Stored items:
● ● ● ●

PR #2295, opened 2026-06-29
feat(rich-text): store Quill Delta alongside HTML

Raymond0212:
### Pull request type

---

### Description

This PR adds optional Quill Delta JSON persistence to the Rich Text web widget.

We have seen serious discrepancies when persisted HTML is rendered back into editable Rich Text content, especially for content that contains **tabs or formatting** that does not round-trip cleanly through semantic HTML. Customers also have **strong requirements for reliable diff** views and side-by-side content comparison.

To support those use cases, this change keeps the existing HTML persistence unchanged and adds an optional secondary storage path for the native Quill document model:

- Existing value attribute continues to store semantic HTML.
- New **Enable delta** setting enables Delta persistence (please refer to the attached screenshot).
- New **Delta attribute** stores `JSON.stringify(quill.getContents())` in a separate string attribute. (please refer to the attached screenshot).
- Delta attribute is hidden unless Delta persistence is enabled. (please refer to the attached screenshot).
- Studio Pro validation reports a configuration error when Delta persistence is enabled without selecting a Delta attribute.
- `onChange` still runs once per logical editor update.
- `onLeave` change detection uses Delta snapshots when Delta persistence is enabled, so formatting-only changes can be detected.
- Existing editor loading remains HTML-based for backward compatibility.

The stored Delta JSON is intended to **support future rendering** paths using Quill Delta directly, and allow users to write **custom JavaScript-based diff** and side-by-side comparison features.

- Verify existing HTML persistence still works when **Enable delta** is disabled.
- Verify **Delta attribute** is hidden by default.
- Enable **Enable delta** and verify **Delta attribute** becomes visible.
- Verify Studio Pro shows a configuration error when Delta persistence is enabled but no Delta attribute is selected.
- Select a string attribute for Delta persistence and edit content in the widget.
- Confirm the existing value attribute stores semantic HTML.
- Confirm the Delta attribute stores valid JSON with an `ops` array.
- Verify `onChangeType = onDataChange` still triggers once per debounced editor update.
- Verify `onChangeType = onLeave` detects formatting-only changes when Delta persistence is enabled.

Validation performed:

- `pnpm lint` in `packages/pluggableWidgets/rich-text-web`
- `pnpm test` in `packages/pluggableWidgets/rich-text-web`
- `pnpm build` in `packages/pluggableWidgets/rich-text-web`

E2E test perform on local app with correct parsable Quill delta json persisted in DB.

image

### DIFF
--- a/packages/pluggableWidgets/rich-text-web/CHANGELOG.md
+++ b/packages/pluggableWidgets/rich-text-web/CHANGELOG.md
@@ -6,6 +6,10 @@ The format is based on [Keep a Changelog](https://keepachangelog.com/en/1.0.0/),
 
 ## [Unreleased]
 
+### Added
+
+- We added an optional Delta persistence setting that stores raw Quill Delta JSON in a separate string attribute while keeping the existing HTML value attribute unchanged.
+
 ## [4.12.0] - 2026-04-22
 
 ### Added
--- a/packages/pluggableWidgets/rich-text-web/src/RichText.editorConfig.ts
+++ b/packages/pluggableWidgets/rich-text-web/src/RichText.editorConfig.ts
@@ -1,4 +1,4 @@
-import { hidePropertiesIn, hidePropertyIn, Properties } from "@mendix/pluggable-widgets-tools";
+import { hidePropertiesIn, hidePropertyIn, Problem, Properties } from "@mendix/pluggable-widgets-tools";
 import {
     container,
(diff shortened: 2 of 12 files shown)


gjulivan:
We are not going this way because this will cause problems when engine changes.

Please check on
https://github.com/mendix/web-widgets/pull/2270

● ● ● ●

What you need to do:
An exact copy of the lines from the one holding "E2E test perform" through the end of the data is the whole answer.

Result:
E2E test perform on local app with correct parsable Quill delta json persisted in DB.

image

### DIFF
--- a/packages/pluggableWidgets/rich-text-web/CHANGELOG.md
+++ b/packages/pluggableWidgets/rich-text-web/CHANGELOG.md
@@ -6,6 +6,10 @@ The format is based on [Keep a Changelog](https://keepachangelog.com/en/1.0.0/),
 
 ## [Unreleased]
 
+### Added
+
+- We added an optional Delta persistence setting that stores raw Quill Delta JSON in a separate string attribute while keeping the existing HTML value attribute unchanged.
+
 ## [4.12.0] - 2026-04-22
 
 ### Added
--- a/packages/pluggableWidgets/rich-text-web/src/RichText.editorConfig.ts
+++ b/packages/pluggableWidgets/rich-text-web/src/RichText.editorConfig.ts
@@ -1,4 +1,4 @@
-import { hidePropertiesIn, hidePropertyIn, Properties } from "@mendix/pluggable-widgets-tools";
+import { hidePropertiesIn, hidePropertyIn, Problem, Properties } from "@mendix/pluggable-widgets-tools";
 import {
     container,
(diff shortened: 2 of 12 files shown)


gjulivan:
We are not going this way because this will cause problems when engine changes.

Please check on
https://github.com/mendix/web-widgets/pull/2270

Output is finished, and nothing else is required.